((

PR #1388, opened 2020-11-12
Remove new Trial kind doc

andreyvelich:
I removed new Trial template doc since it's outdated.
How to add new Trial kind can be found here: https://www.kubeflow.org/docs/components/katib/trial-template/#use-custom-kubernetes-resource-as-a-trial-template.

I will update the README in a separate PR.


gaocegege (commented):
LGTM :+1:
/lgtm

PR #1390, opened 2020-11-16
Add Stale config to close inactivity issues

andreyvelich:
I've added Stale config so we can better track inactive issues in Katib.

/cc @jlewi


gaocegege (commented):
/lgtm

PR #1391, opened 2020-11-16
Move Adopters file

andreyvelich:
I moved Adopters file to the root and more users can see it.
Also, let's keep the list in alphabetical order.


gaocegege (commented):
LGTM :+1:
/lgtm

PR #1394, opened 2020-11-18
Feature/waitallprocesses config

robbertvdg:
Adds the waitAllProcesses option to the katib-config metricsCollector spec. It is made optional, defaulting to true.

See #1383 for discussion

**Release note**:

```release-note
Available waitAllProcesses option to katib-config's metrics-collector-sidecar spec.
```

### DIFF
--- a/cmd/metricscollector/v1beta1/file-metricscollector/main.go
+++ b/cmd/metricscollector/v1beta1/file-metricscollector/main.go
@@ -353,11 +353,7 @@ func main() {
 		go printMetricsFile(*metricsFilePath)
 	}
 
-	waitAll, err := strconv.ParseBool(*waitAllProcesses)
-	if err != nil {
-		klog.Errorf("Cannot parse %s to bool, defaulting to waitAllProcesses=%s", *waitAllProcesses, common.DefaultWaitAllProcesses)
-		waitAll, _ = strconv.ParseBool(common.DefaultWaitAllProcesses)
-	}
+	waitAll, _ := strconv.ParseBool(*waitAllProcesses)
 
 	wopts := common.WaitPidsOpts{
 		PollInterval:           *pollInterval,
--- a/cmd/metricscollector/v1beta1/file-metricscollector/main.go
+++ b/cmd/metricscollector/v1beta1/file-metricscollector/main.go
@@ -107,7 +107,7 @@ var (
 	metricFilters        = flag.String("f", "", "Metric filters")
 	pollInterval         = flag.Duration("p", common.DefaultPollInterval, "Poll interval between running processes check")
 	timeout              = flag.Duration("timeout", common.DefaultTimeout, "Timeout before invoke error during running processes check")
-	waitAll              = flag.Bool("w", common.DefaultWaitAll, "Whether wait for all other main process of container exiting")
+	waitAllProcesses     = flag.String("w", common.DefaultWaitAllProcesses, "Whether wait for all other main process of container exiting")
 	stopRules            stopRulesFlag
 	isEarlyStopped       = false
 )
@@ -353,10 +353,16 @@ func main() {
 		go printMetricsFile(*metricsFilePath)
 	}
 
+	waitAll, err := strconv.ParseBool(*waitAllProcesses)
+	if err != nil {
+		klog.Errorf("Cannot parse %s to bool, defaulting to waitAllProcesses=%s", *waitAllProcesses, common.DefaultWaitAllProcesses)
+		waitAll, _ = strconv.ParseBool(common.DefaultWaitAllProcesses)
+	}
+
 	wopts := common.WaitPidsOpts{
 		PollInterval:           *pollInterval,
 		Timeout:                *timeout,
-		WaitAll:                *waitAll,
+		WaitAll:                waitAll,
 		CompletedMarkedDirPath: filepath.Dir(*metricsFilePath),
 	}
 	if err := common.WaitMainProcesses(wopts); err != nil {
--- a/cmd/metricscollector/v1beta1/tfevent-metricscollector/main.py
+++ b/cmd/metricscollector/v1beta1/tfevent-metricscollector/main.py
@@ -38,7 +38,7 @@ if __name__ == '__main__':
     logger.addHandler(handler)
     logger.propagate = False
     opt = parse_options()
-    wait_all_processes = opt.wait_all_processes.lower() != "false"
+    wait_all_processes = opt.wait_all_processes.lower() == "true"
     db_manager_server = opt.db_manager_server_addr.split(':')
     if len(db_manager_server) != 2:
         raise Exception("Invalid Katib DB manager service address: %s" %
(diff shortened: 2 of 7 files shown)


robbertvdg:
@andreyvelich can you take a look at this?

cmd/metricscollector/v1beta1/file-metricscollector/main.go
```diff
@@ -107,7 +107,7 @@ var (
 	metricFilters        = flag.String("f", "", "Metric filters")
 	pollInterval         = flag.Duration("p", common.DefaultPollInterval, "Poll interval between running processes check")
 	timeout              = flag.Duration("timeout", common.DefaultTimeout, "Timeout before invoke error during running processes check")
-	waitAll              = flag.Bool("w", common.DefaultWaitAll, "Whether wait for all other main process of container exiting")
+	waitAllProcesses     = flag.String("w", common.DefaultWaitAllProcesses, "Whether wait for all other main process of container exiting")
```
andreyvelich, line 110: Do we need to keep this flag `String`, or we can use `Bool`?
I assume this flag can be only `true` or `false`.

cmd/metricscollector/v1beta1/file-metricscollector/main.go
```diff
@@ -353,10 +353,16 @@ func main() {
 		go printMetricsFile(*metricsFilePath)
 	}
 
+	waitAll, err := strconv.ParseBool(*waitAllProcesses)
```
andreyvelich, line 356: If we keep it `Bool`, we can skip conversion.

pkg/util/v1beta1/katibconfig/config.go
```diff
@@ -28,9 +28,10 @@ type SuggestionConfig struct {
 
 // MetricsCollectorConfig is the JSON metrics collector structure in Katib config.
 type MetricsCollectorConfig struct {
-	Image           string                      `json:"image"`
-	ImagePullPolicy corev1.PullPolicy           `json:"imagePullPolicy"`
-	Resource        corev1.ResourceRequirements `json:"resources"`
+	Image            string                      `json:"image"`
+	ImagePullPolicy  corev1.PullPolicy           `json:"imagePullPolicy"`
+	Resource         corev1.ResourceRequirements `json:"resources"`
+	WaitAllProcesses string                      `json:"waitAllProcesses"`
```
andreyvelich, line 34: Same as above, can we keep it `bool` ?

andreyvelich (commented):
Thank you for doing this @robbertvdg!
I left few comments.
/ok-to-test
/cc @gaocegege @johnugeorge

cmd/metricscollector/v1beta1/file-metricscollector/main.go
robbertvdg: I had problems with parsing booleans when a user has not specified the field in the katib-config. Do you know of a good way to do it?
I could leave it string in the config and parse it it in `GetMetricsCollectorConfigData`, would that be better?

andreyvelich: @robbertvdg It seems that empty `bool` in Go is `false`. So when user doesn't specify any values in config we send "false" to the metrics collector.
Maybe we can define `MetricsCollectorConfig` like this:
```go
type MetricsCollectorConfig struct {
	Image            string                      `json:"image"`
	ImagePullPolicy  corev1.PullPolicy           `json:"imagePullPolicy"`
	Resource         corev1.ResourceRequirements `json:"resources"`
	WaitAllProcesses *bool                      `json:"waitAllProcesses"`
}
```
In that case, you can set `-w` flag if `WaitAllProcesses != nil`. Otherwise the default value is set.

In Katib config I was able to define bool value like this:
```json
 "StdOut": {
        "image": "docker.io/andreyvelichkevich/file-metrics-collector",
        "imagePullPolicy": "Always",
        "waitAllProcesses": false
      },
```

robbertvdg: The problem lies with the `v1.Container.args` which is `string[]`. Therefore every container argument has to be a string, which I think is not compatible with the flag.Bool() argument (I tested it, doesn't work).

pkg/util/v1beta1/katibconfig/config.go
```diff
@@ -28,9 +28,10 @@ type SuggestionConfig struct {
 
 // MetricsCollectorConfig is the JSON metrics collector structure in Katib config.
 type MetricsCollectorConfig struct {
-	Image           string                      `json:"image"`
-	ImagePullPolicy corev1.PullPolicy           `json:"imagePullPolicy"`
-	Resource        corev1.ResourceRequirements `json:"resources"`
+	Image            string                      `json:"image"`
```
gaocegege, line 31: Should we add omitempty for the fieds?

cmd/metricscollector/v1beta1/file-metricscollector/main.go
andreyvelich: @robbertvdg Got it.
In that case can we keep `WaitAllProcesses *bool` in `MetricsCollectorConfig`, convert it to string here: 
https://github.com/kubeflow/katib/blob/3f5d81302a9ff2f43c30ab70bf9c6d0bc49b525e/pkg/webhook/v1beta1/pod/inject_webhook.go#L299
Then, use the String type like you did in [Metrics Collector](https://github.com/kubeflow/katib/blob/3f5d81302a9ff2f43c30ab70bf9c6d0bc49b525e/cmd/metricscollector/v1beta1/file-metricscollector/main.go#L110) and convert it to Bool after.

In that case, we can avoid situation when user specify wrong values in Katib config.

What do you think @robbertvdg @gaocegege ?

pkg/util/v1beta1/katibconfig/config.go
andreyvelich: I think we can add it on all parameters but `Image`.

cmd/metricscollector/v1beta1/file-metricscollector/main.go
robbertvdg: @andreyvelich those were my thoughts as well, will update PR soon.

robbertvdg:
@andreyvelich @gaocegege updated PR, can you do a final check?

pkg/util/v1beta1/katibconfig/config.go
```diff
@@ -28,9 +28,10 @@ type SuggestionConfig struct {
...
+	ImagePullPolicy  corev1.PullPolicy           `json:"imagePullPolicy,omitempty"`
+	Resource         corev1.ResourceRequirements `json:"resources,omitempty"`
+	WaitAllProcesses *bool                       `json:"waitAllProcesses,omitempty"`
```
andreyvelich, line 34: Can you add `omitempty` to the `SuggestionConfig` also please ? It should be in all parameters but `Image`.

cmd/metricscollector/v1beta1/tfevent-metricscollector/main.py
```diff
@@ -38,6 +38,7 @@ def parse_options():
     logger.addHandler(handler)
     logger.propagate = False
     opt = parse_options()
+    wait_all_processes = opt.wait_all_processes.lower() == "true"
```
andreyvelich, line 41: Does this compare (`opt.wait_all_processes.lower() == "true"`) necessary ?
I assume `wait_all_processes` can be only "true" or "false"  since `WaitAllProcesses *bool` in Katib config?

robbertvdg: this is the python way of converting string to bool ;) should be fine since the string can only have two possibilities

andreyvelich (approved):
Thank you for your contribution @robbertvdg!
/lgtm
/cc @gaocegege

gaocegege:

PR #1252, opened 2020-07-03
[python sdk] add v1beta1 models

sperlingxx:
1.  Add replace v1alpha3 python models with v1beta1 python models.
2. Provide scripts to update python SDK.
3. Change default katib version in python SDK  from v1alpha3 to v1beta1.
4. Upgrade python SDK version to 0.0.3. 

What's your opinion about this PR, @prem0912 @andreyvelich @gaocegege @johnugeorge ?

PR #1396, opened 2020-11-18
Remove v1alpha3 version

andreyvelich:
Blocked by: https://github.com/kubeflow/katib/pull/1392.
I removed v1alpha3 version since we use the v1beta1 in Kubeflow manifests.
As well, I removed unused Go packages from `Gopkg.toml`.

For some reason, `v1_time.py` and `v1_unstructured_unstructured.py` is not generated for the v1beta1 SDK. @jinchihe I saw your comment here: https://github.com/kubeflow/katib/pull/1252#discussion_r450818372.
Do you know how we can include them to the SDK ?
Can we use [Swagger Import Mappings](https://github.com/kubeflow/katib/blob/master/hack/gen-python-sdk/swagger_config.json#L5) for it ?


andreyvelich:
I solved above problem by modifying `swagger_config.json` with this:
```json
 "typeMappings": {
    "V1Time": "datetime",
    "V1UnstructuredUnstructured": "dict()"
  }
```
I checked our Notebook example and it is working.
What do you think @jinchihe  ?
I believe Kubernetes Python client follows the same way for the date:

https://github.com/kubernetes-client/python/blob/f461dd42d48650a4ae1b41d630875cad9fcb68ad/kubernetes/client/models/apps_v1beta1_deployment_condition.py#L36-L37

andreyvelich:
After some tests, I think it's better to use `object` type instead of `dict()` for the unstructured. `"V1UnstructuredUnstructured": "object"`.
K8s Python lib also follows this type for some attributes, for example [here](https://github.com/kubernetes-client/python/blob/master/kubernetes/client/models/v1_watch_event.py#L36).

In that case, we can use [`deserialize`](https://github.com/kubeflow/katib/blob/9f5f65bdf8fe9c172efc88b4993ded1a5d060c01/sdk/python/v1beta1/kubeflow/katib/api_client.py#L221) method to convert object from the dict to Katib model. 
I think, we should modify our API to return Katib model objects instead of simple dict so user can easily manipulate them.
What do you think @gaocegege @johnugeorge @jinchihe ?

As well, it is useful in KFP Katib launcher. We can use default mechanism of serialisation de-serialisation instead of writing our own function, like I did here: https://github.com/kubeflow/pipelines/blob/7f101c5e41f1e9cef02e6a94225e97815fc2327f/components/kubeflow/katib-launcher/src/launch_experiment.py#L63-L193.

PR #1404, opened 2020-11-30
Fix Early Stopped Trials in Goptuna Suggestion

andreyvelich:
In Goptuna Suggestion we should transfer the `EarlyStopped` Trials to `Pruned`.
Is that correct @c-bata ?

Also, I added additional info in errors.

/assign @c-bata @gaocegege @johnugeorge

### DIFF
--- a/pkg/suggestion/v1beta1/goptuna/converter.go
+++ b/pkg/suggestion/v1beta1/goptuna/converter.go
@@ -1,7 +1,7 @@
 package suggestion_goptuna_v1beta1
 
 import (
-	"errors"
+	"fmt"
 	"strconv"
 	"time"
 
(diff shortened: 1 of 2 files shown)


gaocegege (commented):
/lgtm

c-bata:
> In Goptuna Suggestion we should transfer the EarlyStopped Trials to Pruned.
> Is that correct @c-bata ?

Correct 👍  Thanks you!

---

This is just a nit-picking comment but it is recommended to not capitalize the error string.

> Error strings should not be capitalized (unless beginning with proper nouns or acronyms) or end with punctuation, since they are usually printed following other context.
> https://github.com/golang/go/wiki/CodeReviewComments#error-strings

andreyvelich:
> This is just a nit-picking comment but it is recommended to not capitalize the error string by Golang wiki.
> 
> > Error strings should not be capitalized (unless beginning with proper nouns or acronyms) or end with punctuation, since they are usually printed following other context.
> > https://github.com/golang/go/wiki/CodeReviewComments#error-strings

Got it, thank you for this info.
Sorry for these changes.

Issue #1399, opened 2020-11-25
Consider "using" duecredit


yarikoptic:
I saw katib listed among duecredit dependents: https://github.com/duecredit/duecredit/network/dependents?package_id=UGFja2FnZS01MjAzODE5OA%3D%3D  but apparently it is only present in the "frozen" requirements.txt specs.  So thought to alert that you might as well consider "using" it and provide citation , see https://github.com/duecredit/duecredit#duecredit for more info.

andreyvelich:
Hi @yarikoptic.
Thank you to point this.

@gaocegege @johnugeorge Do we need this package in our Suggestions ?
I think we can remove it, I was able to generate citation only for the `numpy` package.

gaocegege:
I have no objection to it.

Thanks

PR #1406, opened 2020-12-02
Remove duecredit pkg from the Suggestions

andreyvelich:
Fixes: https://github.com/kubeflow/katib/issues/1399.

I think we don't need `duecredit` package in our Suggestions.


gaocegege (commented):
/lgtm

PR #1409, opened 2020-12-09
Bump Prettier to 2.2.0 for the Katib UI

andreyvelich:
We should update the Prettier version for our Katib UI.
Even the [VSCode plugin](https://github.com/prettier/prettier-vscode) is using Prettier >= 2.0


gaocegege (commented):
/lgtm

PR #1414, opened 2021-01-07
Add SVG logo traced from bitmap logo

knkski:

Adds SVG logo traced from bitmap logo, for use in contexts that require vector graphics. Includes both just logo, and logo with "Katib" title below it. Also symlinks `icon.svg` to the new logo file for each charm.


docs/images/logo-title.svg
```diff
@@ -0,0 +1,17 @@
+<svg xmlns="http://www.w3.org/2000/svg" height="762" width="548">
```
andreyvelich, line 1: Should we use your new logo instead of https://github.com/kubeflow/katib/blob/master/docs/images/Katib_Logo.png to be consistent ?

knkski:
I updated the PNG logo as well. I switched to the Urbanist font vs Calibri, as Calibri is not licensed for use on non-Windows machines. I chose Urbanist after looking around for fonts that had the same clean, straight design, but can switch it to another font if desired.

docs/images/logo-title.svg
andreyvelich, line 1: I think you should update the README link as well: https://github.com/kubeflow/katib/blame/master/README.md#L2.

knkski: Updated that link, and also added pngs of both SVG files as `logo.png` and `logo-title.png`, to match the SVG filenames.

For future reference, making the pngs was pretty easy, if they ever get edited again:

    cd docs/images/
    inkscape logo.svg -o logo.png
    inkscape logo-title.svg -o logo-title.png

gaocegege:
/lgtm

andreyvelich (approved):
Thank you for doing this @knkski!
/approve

))

» **ACTION ITEM**:
Look through the material and copy each line that has "just".

» **ANSWER SPACE**:
This is just a nit-picking comment but it is recommended to not capitalize the error string.
> This is just a nit-picking comment but it is recommended to not capitalize the error string by Golang wiki.
Adds SVG logo traced from bitmap logo, for use in contexts that require vector graphics. Includes both just logo, and logo with "Katib" title below it. Also symlinks `icon.svg` to the new logo file for each charm.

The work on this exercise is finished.